- Work order: Search the entries below for the string "more" and copy the lines that hold it.

- Stored items from a collection:

━━━━━━━━━━━━━━━━━━━━

PR #1394, opened 2017-02-22
expr patterns

Kha:
This turned out to be much more intricate to implement than I expected, as always.

still missing:
* ignore implicit parameters
* more robust error handling

### DIFF
--- a/library/init/meta/expr.lean
+++ b/library/init/meta/expr.lean
@@ -212,23 +212,23 @@ is_constant_of (get_app_fn e) n
 meta def is_napp_of (e : expr) (c : name) (n : nat) : bool :=
 is_app_of e c ∧ get_app_num_args e = n
 
-meta def is_false (e : expr) : bool :=
-is_constant_of e `false
+meta def is_false : expr → bool
+| ``(false) := tt
+| _         := ff
 
+set_option eqn_compiler.max_steps 256
 meta def is_not : expr → option expr
-| (app f a)     := if is_constant_of f `not then some a else none
-| (pi n bi a b) := if is_false b then some a else none
-| e             := none
+| ``(not %%a)     := some a
+| ``(%%a → false) := some a
+| e               := none
 
-meta def is_eq (e : expr) : option (expr × expr) :=
-if is_napp_of e `eq 3
-then some (app_arg (app_fn e), app_arg e)
-else none
+meta def is_eq : expr → option (expr × expr)
+| ``((%%a: %%α) = %%b) := some (a, b)
+| _                    := none
 
-meta def is_ne (e : expr) : option (expr × expr) :=
-if is_napp_of e `ne 3
-then some (app_arg (app_fn e), app_arg e)
-else none
+meta def is_ne : expr → option (expr × expr)
+| ``((%%a: %%α) ≠ %%b) := some (a, b)
+| _                    := none
 
 meta def is_bin_arith_app (e : expr) (op : name) : option (expr × expr) :=
 if is_napp_of e op 4
@@ -247,13 +247,10 @@ is_bin_arith_app e `le
 meta def is_ge (e : expr) : option (expr × expr) :=
 is_bin_arith_app e `ge
 
-meta def is_heq (e : expr) : option (expr × expr × expr × expr) :=
-if is_napp_of e `heq 4
-then some (app_arg (app_fn (app_fn (app_fn e))),
-           app_arg (app_fn (app_fn e)),
-           app_arg (app_fn e),
-           app_arg e)
-else none
+set_option eqn_compiler.max_steps 512
+meta def is_heq : expr → option (expr × expr × expr × expr)
+| ``(@heq %%α %%a %%β %%b) := some (α, a, β, b)
+| _                        := none
 
 meta def is_pi : expr → bool
 | (pi _ _ _ _) := tt
--- a/library/init/meta/expr.lean
+++ b/library/init/meta/expr.lean
@@ -216,7 +216,6 @@ meta def is_false : expr → bool
 | ``(false) := tt
 | _         := ff
 
-set_option eqn_compiler.max_steps 256
 meta def is_not : expr → option expr
 | ``(not %%a)     := some a
 | ``(%%a → false) := some a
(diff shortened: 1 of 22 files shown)


library/init/meta/expr.lean
```diff
@@ -212,23 +212,23 @@ is_constant_of (get_app_fn e) n
 meta def is_napp_of (e : expr) (c : name) (n : nat) : bool :=
 is_app_of e c ∧ get_app_num_args e = n
 
-meta def is_false (e : expr) : bool :=
-is_constant_of e `false
+meta def is_false : expr → bool
+| ``(false) := tt
+| _         := ff
 
+set_option eqn_compiler.max_steps 256
```
Kha: The eqn compiler definitely needs a few more steps for these, but the output size looks still reasonable.

src/frontends/lean/elaborator.cpp
```diff
@@ -2305,7 +2306,7 @@ class validate_equation_lhs_fn : public replace_visitor {
     }
 
     virtual expr visit_macro(expr const & e) override {
-        if (is_inaccessible(e)) {
+        if (is_inaccessible(e) || is_name_macro(e)) {
```
Kha: hack

library/init/meta/expr.lean
```diff
@@ -247,13 +247,10 @@ is_bin_arith_app e `le
...
-if is_napp_of e `heq 4
-then some (app_arg (app_fn (app_fn (app_fn e))),
-           app_arg (app_fn (app_fn e)),
-           app_arg (app_fn e),
-           app_arg e)
-else none
+set_option eqn_compiler.max_steps 512
+meta def is_heq : expr → option (expr × expr × expr × expr)
+| ``((%%a: %%α) == (%%b : %%β)) := some (α, a, β, b)
+| _                             := none
```
leodemoura: The new definitions look much nicer, but what is the performance impact?
If it is too high, and we can try to optimize the pattern matching compilation code.

src/library/type_context.cpp
```diff
@@ -658,7 +659,7 @@ bool type_context::should_unfold_macro(expr const & e) {
 
 optional<expr> type_context::expand_macro(expr const & e) {
     lean_assert(is_macro(e));
-    if (should_unfold_macro(e)) {
+    if (should_unfold_macro(e) && !is_name_macro(e)) {
```
Kha: hack. @leodemoura The problem is that in https://github.com/leanprover/lean/blob/master/src/library/equations_compiler/elim_match.cpp#L330, values will still be unfolded by `whnf_core`.

leodemoura: I will try to improve `whnf_head_pred`. In the new code, it will also invoke the predicate for macros.
Thus, the caller can decide whether the macro should be unfolded or not.
What do you think?

leodemoura: BTW, I'm wondering if we need the `name_macro`. We can recognize a `name` value like we do for `nat`, `char`, etc.

Kha: I believe it should be fixed by `whnf_core` also respecting `m_unfold_pred`, if that makes sense.

library/init/meta/expr.lean
Kha: Using some very ad-hoc benchmarking:
```
def repeat {α : Type} (t : thunk α) : ℕ → unit
| 0     := ()
| (n+1) := match (t (), repeat n) with (_, _) := () end

run_command do e ← to_expr `(1 == 2), return $ timeit "old" (repeat (expr.is_heq_old e) 10000)
run_command do e ← to_expr `(1 == 2), return $ timeit "new" (repeat (expr.is_heq e) 10000)

    41   1 info            old 3.58899 secs
    42   1 info            new 0.87240 secs
```
:)

leodemoura: Nice!

src/library/equations_compiler/elim_match.cpp
```diff
@@ -502,17 +503,14 @@ struct elim_match_fn {
...
-                        if (value_is_contructor) has_constructor = true;
-                        return true;
-                    } else {
-                        return false;
-                    }
                 }
+                return false;
             });
         return r && has_variable && has_constructor;
     }
```
Kha, line 513: @leodemoura I _think_ we can just always try value transitions before complete transitions and remove the `value_is_constructor` flag...?

src/library/type_context.cpp
Kha: Okay, `name_macro` is gone now.

Kha: (no changes in the benchmark)

src/library/equations_compiler/elim_match.cpp
Kha: There is some fallout from this change in form of 'enum' inductives being compiled with `ite` and then failing in the app builder because they don't have a `decidable_eq` instance. What should we do about that?

leodemoura: Do you need this change for finishing this PR?
If not, let's discuss it after the paper deadline. 
When we use "value" transition, the equation lemmas do not hold definitionally.
One option is to *never* use value transition for 'enum' inductive datatypes.

Here are other pending issues regarding the equation compiler:
- We need to support nested inductive datatypes in the complete transition.
- Equation validation will miss invalid equations that require complete transition, and use inaccessible annotations.

leodemoura: > When we use "value" transition, the equation lemmas do not hold definitionally.

BTW, this is why the test `eq11.lean` failed here:
https://ci.appveyor.com/project/leodemoura/lean/build/1.0.634

Kha: > Do you need this change for finishing this PR?

Without the change, `name` values will always be eliminated as constructors, meaning we can only use term patterns after defining `decidable_eq string` (which uses `mk_dec_eq_instance` currently).

IIUIC, enum patterns would _always_ be eliminated as constructors before this fix, so I think we can just go back to that behavior for now.

leodemoura: @kha Ok. So, I think we should remove `enum` inductive from `is_value`. That is, we remove the test `if (optional<name> I_name = is_constructor(e)) return is_nontrivial_enum(*I_name);` from `is_value`.  As you pointed out, the value transition was never being used for them anyway. 
After, we make this change, we can always try the value_transition before complete_transition, as you wanted.

Kha: Done and done.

━━━━━━━━━━━━━━━━━━━━

- Expected output:
This turned out to be much more intricate to implement than I expected, as always.
* more robust error handling
Kha: The eqn compiler definitely needs a few more steps for these, but the output size looks still reasonable.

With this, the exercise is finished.